# WHAT IS NEEDED
Would you please return every line from the listing that contains the word "cache"?

# DATA EXCERPTS

Issue #2762, opened 2023-06-02
[BUG] symfony/cache-extra and timber 2, cache method unclear


Levdbas:
### Expected Behavior

Setting up the cache extention on v2 and cache mode to default (transient) will save cache to database.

# SOLUTION FOR THIS PROBLEM
[BUG] symfony/cache-extra and timber 2, cache method unclear
Setting up the cache extention on v2 and cache mode to default (transient) will save cache to database.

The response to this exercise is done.